Lentiq applications · Documentation

Lentiq provides a list of applications or application clusters that can be deployed automatically in a project. Applications are supervised and will be restarted in case of failure. All curated applications are deployed in containers and are using the pool of resources allocated to a project through the project quota property.
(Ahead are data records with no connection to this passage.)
PR #19, opened 2021-02-13
feat(docker): configurable DNS server

sebbrandt87:
- DNS_1 and DNS_2 environment variable added

So now we are able to configure our prefered DNS servers through the `/etc/sysconfig/valheim-server` file if we want to override the defaults.


lloesche (approved):

lloesche:
LGTM! Thanks.

PR #21, opened 2021-02-13
Added the Windows Parameters "-nographics -batchmode" to the valheim-server script

Supportlik:
First of all: Great work!

I added the Windows Parameters "-nographics -batchmode" from the Steam Dedicated Server Package to the valheim-server script. 

This leads to 10% less CPU usage and less desync lag on my server.

### DIFF
--- a/valheim-server
+++ b/valheim-server
@@ -22,7 +22,7 @@ main() {
             sleep 10
         fi
     done
-    echo "Running Valheim Server - EXPERIMENTAL"
+    echo "Running Valheim Server"
     "$valheim_server" -nographics -batchmode -name "$SERVER_NAME" -port $SERVER_PORT -world "$WORLD_NAME" -password "$SERVER_PASS" -public $SERVER_PUBLIC &
     valheim_server_pid=$!
     wait
--- a/valheim-server
+++ b/valheim-server
@@ -23,7 +23,7 @@ main() {
         fi
     done
     echo "Running Valheim Server"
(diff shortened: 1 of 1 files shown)


lloesche:
Thank you, LGTM.

lloesche (approved):

InB4DevOps:
I updated my container to latest version but I don't see a change in CPU load at all. Neither in idle nor with players connected. Any idea?

LHolst:
I can confirm a drop of 20%ish . Before 4cpu at 120%, after updating I'm running below 100% .

Great work!

InB4DevOps:
I imagine the nographics switch only applies to systems that actually have a GPU. Since my NAS doesn't have a GPU that switch might not have an effect for me.

lerb:
I've noticed a massive CPU-usage drop and a pretty hefty RAM-usage drop too since this was introduced. Docker used to show around 45% CPU usage and 2,5GB RAM usage, it's now down to 15% CPU/1,8GB RAM. I'm hosting on a Synology DS218+

Great work!

lloesche:
@lerb that sounds more like you're experiencing the effects of server `v0.145.6` which had this in the changelog:
```
Dedicated server CPU usage fix (Framerate limiter)
```
Was released like two days ago or so and had that extreme CPU usage drop effect you're describing.

lerb:
> @lerb that sounds more like you're experiencing the effects of server `v0.145.6` which had this in the changelog:
> 
> ```
> Dedicated server CPU usage fix (Framerate limiter)
> ```
> 
> Was released like two days ago or so and had that extreme CPU usage drop effect you're describing.
> 
> See https://store.steampowered.com/news/app/892970/old_view/3059603718045184990 for more details.

Oh, I see! Silly me, thank you for the clarification.

PR #70, opened 2021-02-21
Update docker-compose.yaml

okazuki0919:


Toucan-Sam (commented):
@okazuki0919 This pull request adds YOUR server name and your server's password to the common docker-compose.yaml.
Probably not what you meant to do, but this should absolutely not be accepted and you should consider changing your server password. :)

lloesche:
Looks like an unintentional PR. Reopen with description if not.

Issue #63, opened 2021-02-19
Add support for Valheim Plus Mod


alec-hs:
Adding support for Valheim Plus mod via an ENV Variable would be great. Stuff probably needed to make this work:

- ENV Variable to enable/disbale
- New volume with Valheim Plus config 
- Removal of "validate" command to stop steam overwriting mod files

<https://github.com/nxPublic/ValheimPlus>

armanatz:
@lloesche I am actually working on this as we speak

kachunkachunk:
Woo, glad to hear (and see this submitted)! I think the big gotcha in my view surrounds the supervisor bits and loading BePinEx, but I think it'd be a bunch of hours/days for me to figure out, if I can even get to that point.

nxPublic:
Dawm you guys are great, thanks for taking the effort into it. ❤️ 

This is a great documentation and i will make sure to link it in the V+ repo as soon as its ready to.

Thank you!

armanatz:
@lloesche PR submitted for this. Let me know what you think

wedol:
See https://github.com/lloesche/valheim-server-docker/issues/72#issuecomment-783307733

lloesche:
If you guys would like to test ValheimPlus support you can use the dev tag of the Docker image `lloesche/valheim-server:dev`

Updated README is here https://github.com/lloesche/valheim-server-docker/tree/dev

Let us know in https://github.com/lloesche/valheim-server-docker/pull/91 if everything works.

Thanks to all testers!

lloesche:
@nxPublic I'd very much like your input on #91 
I tried using the included `start_game_bepinex.sh` the issue however is that it has no process control meaning if I kill the script the server keeps on running. One way of solving this would be to `exec` the server and just not reset LD_LIBRARY_PATH. Or track the server process and trap SIGINT/SIGTERM and bubble them up to the server PID.
Anyhow, I just took the contents and added them to the `valheim-server` start script.

NoobTaco:
Testing now. One question, what about other mods? For example, the Craft from All Containers mod? If I drop the dll in the data/plus/plugins directory, will it be overwritten on update?

lloesche:
@NoobTaco it'll work however anything in the data directory is regenerated when updates happen. We could add something that allows to add additional mods. That's a separate issue though.

lloesche:
ValheimPlus support has been merged into main

Issue #20, opened 2021-02-13
Specify user and group ID


coolmule0:
Is it possible to change the owning user and group of the container so root does not own everything? 

This helps with mounted volumes not be root access level

Supportlik:
I will add this feature this weekend.

ericlathrop:
I tried running this container as non-root, and got an error about supervisord being unable to drop privileges.

Do-while-Bacon:
Just adding in that I would really like to have this feature. I feel that it is good security practice to isolate containers (and associated volumes) under their own service accounts.

lloesche:
I would love this feature. Here's a couple of things to consider for an implementation:

This image is being used by a lot of NAS users who might not be familiar with UIDs and changing permissions. I do not want to break the image for them. For instance on a Synology when starting the server on a directory that hasn't been properly set up the container might see permissions `000` on all the world files copied to the /config/worlds directory with some unknown UID/GID as owner. Solving this is how the `WORLDS_DIRECTORY_PERMISSIONS` and `WORLDS_FILES_PERMISSIONS` env vars were born.

For tech savvy users it is already possible to run the container in a different User namespace using subordinate UID/GIDs so UID 0 is not mapped to the hosts root account anyways and therefor changing the UID within the container has little effect on the overall security of the system. For anyone concerned with security of the host system this is likely a must-do regardless.

There are multiple levels of implementation that we could look at.

One would be building the container and running supervised and the valheim-server/-updater/-backup scripts as root but running the actual server binary as non-root.
This would still allow the container to change permissions on files like described above but add some security to the one component that is exposed to the Internet and therefor vulnerable to remote exploits.
This would also allow to supply a UID/GID via environment variables and change the server permissions to those IDs on startup.

The other would be to drop privileges right in the Dockerfile. Essentially the image would be built as root but then permissions are changed to UID `1001` and right before the `ENTRYPOINT` we would have `USER 1001`.
This is how Bitnami builds all their images. It has the obvious advantage that none of the processes inside the container run as root but the obvious disadvantage that anyone volume mounting external world files into the container must make sure that UIDs inside and outside the container match up. Also the UID/GID can not be changed at runtime and are set to a fixed value in the Dockerfile at build time. This I feel is prohibitively complex for the NAS user that just wants to play some Valheim with their friends but does not have the required Linux knowledge to make this work for them.

[...]

PR #76, opened 2021-02-21
Implement Valheim Plus mod support

armanatz:
Takes care of #63

I apologize if my Bash code isn't elegant but this is the best I could do with my limited knowledge. In general, the steps added are as follows:

- Created an ENV variable that allows the user to specify whether V+ is enabled (by default disabled).
- If the mod is enabled, during the `update()` function call, we first get an md5 checksum list of all the unmodified server files to keep as reference.
- Then we call the new `check_valheimplus()` function to see if we need to install/reinstall the mod.
- Inside `check_valheimplus()` we do either a check to see if the mod exists in the first place (this is usually on first start of container) of if the md5 checksums of the server files don't match the files found in the mod (this is for cases where Steam overrides the files).
- Inside the `install_valheimplus()` function, we go ahead and download and install the mod in a volume specifically for it found at `/opt/valheimplus` (the reason we persist this volume is for checksum data as well as keeping the latest zip file downloaded there plus the unzipped files from the mod).
- We then `rsync` all the files in the mod volume to both `/opt/valheim_dl` and `/opt/valheim`
- I have also implemented a new `run_bepinex.sh` script that should take care of handling our server starting function better.
- The `update_valheimplus()` function checks if the md5 checksums of the remote zip file and the local zip file differ, in which case it will run `install_valheimplus()` again to update the mod.

The only bit of concern here is that the `valheim_plus.cfg` file needs to have its ownership changed to reflect the UID and GID of the user running the container. This is so that users can easily modify the file without needing root access. However, I think if #20 was implemented, we could switch over to that


armanatz:
OK, so I noticed some issues with the way `rsync` is handling some files. BepInEx, once run actually creates some new files and directories that are only available in `/opt/valheim` and not in `/opt/valheim_dl` which causes the mod to keep reinstalling. Let me look into fixing that as well

armanatz:
@lloesche How averse are you to using md5 checksums to check if the server files were updated against `/opt/valheim` instead of using `grep '^[*>]' "$logfile" > /dev/null 2>&1` as the output for that line is a bit unreliable

lloesche:
@armanatz thank you for your PR. I'll review it tomorrow. Can you give some details how the rsync output is unreliable? A line beginning with a `*` means a file was removed and a line beginning with a `>` means a file was added/replaced.

armanatz (commented):
@lloesche So [this commit's](https://github.com/lloesche/valheim-server-docker/pull/76/commits/25c9a390fbe8b33767c8cc375ab2cb7c2b8d4ff0) story began as me trying to ensure `rsync` doesn't mess with the Valheim Plus mod files.

That led me down a rabbit hole of refactoring and re-implementing some of the update logic for the Docker container which also led me to changing the behavior you had implemented in #15.

The new logic is as follows:

1. On container fresh start, we install the server files to the `/opt/valheim` folder.
2. Then, if Valheim Plus is enabled, we install that and take the relevant steps to ensure the mod works.
3. Upon every update check, we first get the local manifest ID of the Valheim Server package from Steam (this is found in the folder `/opt/valheim/steamapps/appmanifest_896660.acf`).
4. We use this ID to then check against the remote ID found on Steam's own DB.
5. If the manifest ID differs between local and remote, the update is triggered and things should theoretically work as expected (this is the only part of the script that I can't test for obvious reasons).
6. In order to ensure everything works correctly, I have disabled passing `-validate` as a `STEAMCMD_ARGS` but rather use `FORCE_VALIDATE` to allow users to choose if they want to validate their files.
7. Because of your comments in #7, the `install_valheim()` function still runs with the `-validate` flag just in case that was what was causing the issue of updates not registering in the container.

This whole thing has the benefit of ensuring:

- We ensure we check against Steam that there is actually an available update
- We reduce the container size back to its original size before #15 was implemented
- We ensure that the V+ mod files don't get accidentally deleted or overwritten during update checks which was what was happening before

Let me know what you think of this approach.

PS. There is a line in my commit that I want to explain as it seems redundant. Specifically [this one](https://github.com/lloesche/valheim-server-docker/pull/76/commits/25c9a390fbe8b33767c8cc375ab2cb7c2b8d4ff0#diff-efa67020bc87f32bbccdd6f62a754ae3246bf9fe0c4cc0d268af640e5d94716eR70).

From doing some research, I read that there can be an issue when pulling app info from Steam using `steamcmd` if you don't first run `+app_update`.

The issue is that the information in the app info data dump might still be outdated and so you need to force `steamcmd` to actually do an update in order to refresh its cache of info.

However, this may not actually be the case and because there is no Valheim Server update for me to check, I am not sure of the necessity of this line. It could be that the entire thing is unnecessary and redundant.

Dockerfile
```diff
@@ -11,18 +11,21 @@ RUN dpkg --add-architecture i386 \
...
         libsdl2-2.0-0:i386 \
+        libc6-dev \
         ca-certificates \
         supervisor \
         procps \
         locales \
         unzip \
         zip \
         rsync \
+        wget \
```
lloesche, line 22: When you rebase on the current master you get wget from busybox. Added it for syslog and crond.

README.md
```diff
@@ -1,30 +1,35 @@
...
     -p 2456-2458:2456-2458/udp \
-    -v $HOME/valheim-server-config:/config \
+    -v $HOME/valheim-server/config:/config \
+    -v $HOME/valheim-server/files:/opt/valheim_dl \
     -e SERVER_NAME="My Server" \
-    -e WORLD_NAME="Neotopia" \
     -e SERVER_PASS="secret" \
+    -e WORLD_NAME="Neotopia" \
+    -e PUBLIC=1 \
+    -e VALHEIM_PLUS_ENABLED=true
```
lloesche, line 32: We should disable by default as Valheim Plus requires clients to have the mod installed as well (except for server only settings). People should intentionally enable the mod.

valheim-server
```diff
@@ -1,18 +1,17 @@
...
 SERVER_NAME=${SERVER_NAME:-My Server}
 SERVER_PORT=${SERVER_PORT:-2456}
 WORLD_NAME=${WORLD_NAME:-Dedicated}
 SERVER_PASS=${SERVER_PASS:-secret}
 SERVER_PUBLIC=${SERVER_PUBLIC:-1}
+VALHEIM_PLUS_ENABLED=${VALHEIM_PLUS_ENABLED:-false}
 timeout=20
 kill_signal=TERM
 
-export SteamAppId=892970
```
lloesche, line 13: These are common settings they should still be up here.

valheim-server
```diff
@@ -23,8 +22,27 @@ main() {
...
+        lib_postfix="so"
+        export LD_LIBRARY_PATH=./linux64:$LD_LIBRARY_PATH
+        doorstop_libname=libdoorstop_${arch}.${lib_postfix}
+        export LD_LIBRARY_PATH="${doorstop_libs}":${LD_LIBRARY_PATH}
+        export LD_PRELOAD=$doorstop_libname:$LD_PRELOAD
+        export DYLD_LIBRARY_PATH="${doorstop_libs}"
+        export DYLD_INSERT_LIBRARIES="${doorstop_libs}/$doorstop_libname"
+        export templdpath=$LD_LIBRARY_PATH
+        export SteamAppId=892970
+    else
```
lloesche, line 39: This entire else case is unnecessary. The values are the same for Valheim vanilla and Valheim Plus. V+ just extends the LD_LIBRARY_PATH. Also there is no need to restore the old LD_LIBRARY_PATH as this script is never run from a shell where restoring the original state would be of interest.

lloesche (changes requested):

valheim-updater
```diff
@@ -5,39 +5,81 @@ CONFIG_DIRECTORY_PERMISSIONS=${CONFIG_DIRECTORY_PERMISSIONS:-755}
...
+    unzip -qo /opt/valheimplus/UnixServer.zip -x changelog.txt run_bepinex.sh -d /opt/valheimplus
+    if [ -f /opt/valheim/BepInEx/config/valheim_plus.cfg ]; then
+        cp -a /opt/valheim/BepInEx/config/valheim_plus.cfg /opt/valheimplus/BepInEx/config/valheim_plus.cfg
+    fi
+    chmod 666 /opt/valheimplus/BepInEx/config/valheim_plus.cfg
+    rsync -a --itemize-changes --exclude UnixServer.zip /opt/valheimplus/ /opt/valheim
+}
+
+update_valheim_plus() {
+    remote_md5="$(curl -sL https://github.com/nxPublic/ValheimPlus/releases/latest/download/UnixServer.zip | md5sum | cut -d ' ' -f 1)"
```
lloesche, line 41: We can add `jq` and then the download URL size and update time can be retrieved using e.g.
```
curl -sL https://api.github.com/repos/nxPublic/ValheimPlus/releases/latest | jq -r '.assets[] | select(.name == "UnixServer.zip") | .browser_download_url,.size,.updated_at'
```
We can store the resulting update date together with the ZIP, for instance in a UnixServer.zip.updated_at file or something like that. Then on update check we just do that one API call instead of downloading the ZIP file and compare date and size.

valheim-updater
```diff
@@ -5,39 +5,81 @@ CONFIG_DIRECTORY_PERMISSIONS=${CONFIG_DIRECTORY_PERMISSIONS:-755}
...
+    echo "Valheim Server was updated - restarting"
+    supervisorctl restart valheim-server
+}
+
+update_valheim() {
+    if [ ! -d /opt/valheim/valheim_server_Data ] || [ $FORCE_VALIDATE = true ]; then
+        echo "Installing Valheim Server"
+        args=""
+        if [ $FORCE_VALIDATE = true ]; then
+            args=-validate
```
lloesche, line 64: I believe the arg is just `validate` not `-validate`.

valheim-updater
```diff
@@ -5,39 +5,81 @@ CONFIG_DIRECTORY_PERMISSIONS=${CONFIG_DIRECTORY_PERMISSIONS:-755}
...
+            FORCE_VALIDATE=false
+        fi
+        install_valheim $args
     else
-        echo "Valheim Server is already the latest version"
-        if [ $just_started = true ]; then
-            supervisorctl start valheim-server
+        local_version=$(sed -n '29p' /opt/valheim/steamapps/appmanifest_896660.acf | xargs | cut -d' ' -f2-)
```
lloesche, line 69: Seems rather fragile to go by line number. Can we parse the value in a more reliable way?

valheim-updater
```diff
@@ -5,39 +5,81 @@ CONFIG_DIRECTORY_PERMISSIONS=${CONFIG_DIRECTORY_PERMISSIONS:-755}
...
+    local_md5="$(md5sum /opt/valheimplus/UnixServer.zip | cut -d ' ' -f 1)"
+    if [ "$remote_md5" != "$local_md5" ]; then
+        install_valheim_plus
+    else
+        echo "Valheim Plus is already the latest version"
+    fi
+}
+
+install_valheim() {
+    ./steamcmd.sh +login anonymous +force_install_dir /opt/valheim +app_update 896660 $1 $STEAMCMD_ARGS +quit
```
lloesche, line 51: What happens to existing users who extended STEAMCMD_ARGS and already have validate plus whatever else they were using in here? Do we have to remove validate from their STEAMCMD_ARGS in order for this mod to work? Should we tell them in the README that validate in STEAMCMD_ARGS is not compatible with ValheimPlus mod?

Application clusters can typically be:

independently scaled horizontally and vertically, depending on each applications’ architecture
provisioned and scaled to zero at any point in time to minimize the costs when applications are not utilized
multiple instances of the same application can be used in the data pool project so that each member of your team has complete freedom
instantly started, they have a very low boot time

By default applications are easily interconnectable. One user can easily connect a Jupyter Notebook to a specific Spark cluster, perform data analysis at scale, and shut down the Spark cluster when it is not needed anymore. In addition, users can interact with our data and metadata management layer through Spark by creating tables, SQL-based representations of the files, stored in the data lake. Once a table is created in a project, it will automatically be exposed in our Table Browser, and users can add documentation around it.
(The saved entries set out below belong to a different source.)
PR #87, opened 2021-02-23
simplistic capability to enable aws and define an s3 path

ryphon:
very simple. want to get cleaning of old backups off of s3 working.

adds bloat with awscli in the container, and relies on being in an ec2 to be able to pull the metadata credentials, but I'm running this whole thing on a bare ec2 as a service in an autoscaling group.

I do a few commands at startup to pull the server from bucket, then start up the docker pointing at the files I pulled from s3.

The idea would be that it'd pull the latest backup. Still need to figure out how to do a quick 'shutdown-save-s3-backup' kinda thing, but for now this is better than nothing.

### DIFF
--- a/Dockerfile
+++ b/Dockerfile
@@ -29,6 +29,7 @@ RUN dpkg --add-architecture i386 \
         unzip \
         zip \
         rsync \
+        awscli \
     && echo 'LANG="en_US.UTF-8"' > /etc/default/locale \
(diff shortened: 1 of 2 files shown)


lloesche:
I suggest you create a second container that you deploy in the same pod or same container host and also has access to the $BACKUPS_DIRECTORY volume and do the sync in there. That seems cleaner.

On-premises or cloud based BI and visualization tools can easily be connected to data stored in the data lake through the Spark Thift Server based JDBC connector.

Jupyter

This is the de-facto notebook technology for data scientists and it is integrated with the Spark engine as well as the standard NumPy, Ray, Dash, Seaborn, Scikit-learn, SciPy, matplotlib and other tools for the Python and Scala programming languages.

Apache Spark

A pay-per-use, fully managed, large scale, in-memory data processing service capable of machine learning and graph processing that leverages Apache Spark. In each project, one can provision multiple, independent, smaller clusters for separate jobs, to simplify management in multi-tenant environments.

SparkSQL

SparkSQL is a service that allows industry standard JDBC and ODBC connectivity for business intelligence tools to data coming from a variety of sources and Spark programs. It can allow users to seamlessly connect with Tableau, Looker, QlikView, Zoomdata or PowerBI.

Kafka

Is a fast, scalable, queuing system, designed as an intermediate layer between producers and consumers of data. It can be used to bring data into Lentiq by connecting it via Spark Streaming jobs.

SFTPProxy

SFTPProxy is a service that allows you to easily import high-volume data into a project within the data lake.

PostgreSQL

Is an open source database especially designed to store structured data.

Streamsets

Is an open source data ingestion and transformation engine that streamlines data integration tasks.